All the countries identified by the IMF as having unsustainable debt levels need to reconsider their development financing options and only obtain and accept funding from donor grants or concessionary loans. Mozambique was one of the few African countries that wisely elected to participate in the Debt Service Suspension Initiative which was mooted by the World Bank and the IMF.

  • Mozambique according to the AfDB must obtain funding in the form of highly concessional loans. These loans that have minimal recourse as opposed to those from private lenders will have a less impact on the budget in terms of crisis.
  • The AfDB reports that during the pandemic years, Mozambique experienced a deterioration in the fiscal and external balances. In 2020 Mozambique's fiscal deficit widened to 7% of GDP after nearly balancing its books the previous year with a deficit of 2.7% of GDP.

This initiative was opened to 73 low-income countries with unsustainably high levels of debt to restructure their loans on a country-by-country basis.

Mozambique prudently signed up for the initiative in September of 2020. The ministry of finance in Mozambique also strongly recommended that the government stop borrowing and look for alternate sources of concessionary funding. This is according to an economics journal called the Club of Mozambique.

The journal made this clarion call to the government by advising that sustainable levels of debt should be at 65% of GDP as opposed to the 85% of GDP which the publication said the government owed.

How can the country claw its way out of debt?

The way is clear. What should give stakeholders in the Mozambican economy confidence is that the country's leaders recognized very early the need to restructure the country's loans and signed up for the Debt Service Suspension Initiative.

This will buy the country precious time to clean up its act financially and economically. Signatories to the DSSI can enjoy a moratorium on loan repayments of up to 1 year and other instances as much as 5 years.

The country also very wisely recognized the need for more concession development finance options to support its economy. The conclusion of the matter will always be the pursuit of export driven economic growth.

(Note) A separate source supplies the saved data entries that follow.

PR #4456, opened 2026-05-20
Lib.VideoOut: Properly remove events on close

StevenMiller123:
This PR fixes Mass Effect™ Legendary Edition crashing when you try to load one of the games it contains.
image

### DIFF
--- a/src/core/libraries/videoout/driver.cpp
+++ b/src/core/libraries/videoout/driver.cpp
@@ -243,9 +243,10 @@ void VideoOutDriver::Flip(const Request& req) {
     }
 
     // Trigger flip events for the port.
-    for (auto& event : port->flip_events) {
-        if (event != nullptr) {
-            event->TriggerEvent(
+    for (auto event : port->flip_events) {
+        auto equeue = Kernel::GetEqueue(event);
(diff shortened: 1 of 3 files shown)


src/core/libraries/videoout/driver.cpp
```diff
@@ -71,17 +71,31 @@ void VideoOutDriver::Close(s32 handle) {
     std::memset(main_port.buffer_labels.data(), 0, sizeof(main_port.buffer_labels));
     std::memset(main_port.groups.data(), 0, sizeof(main_port.groups));
     std::memset(&main_port.flip_status, 0, sizeof(main_port.flip_status));
-    std::memset(&main_port.vblank_status, 0, sizeof(main_port.vblank_status));
+    main_port.flip_status = FlipStatus{};
```
squidbus, line 74: Seems redundant with the memset right above it? I assume should remove one or the other.

Also why a clear of flip status this replace clearing vblank status?

StevenMiller123: Oops, I messed that up. Will fix.

squidbus (approved):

  • Mozambique is one of the few African countries that signed up for the IMF/World Bank's Debt Service Suspension Initiative. The country wisely took this option to have its loans restructured.
  • The ministry of finance in Mozambique also strongly recommended that the government stop borrowing and look for alternate sources of concessionary funding. This is according to an economics journal called the Club of Mozambique.

For this strategy to bear fruit or to yield the desired results of economic growth, it needs to prioritize industrialization of its economy to add value to the raw commodities that it produces. Exporting value added goods gives the country much wider scope to earn foreign exchange.

This is how South Korea in 35 years performed a most unprecedented economic miracle becoming an advanced economy from a poor agrarian less than a generation prior.

Beyond alternative funding options and the pursuit of export driven economic growth through rapid industrialization there are structural issues which would hamper the economic development of Mozambique. The World Bank estimates that 67% of the country's 32 million citizens live and work in rural areas.

"Despite having one of the fastest growing economies in Sub-Saharan Africa from 2000-2015, job-creation, poverty reduction, and human capital accumulation were limited, with most of the substantial wealth generated benefiting limited sections of the economy. With a human capital index of 0.36, extremely low levels of human capital are a structural constraint to rapid, inclusive, and sustainable growth in Mozambique," the World Bank says.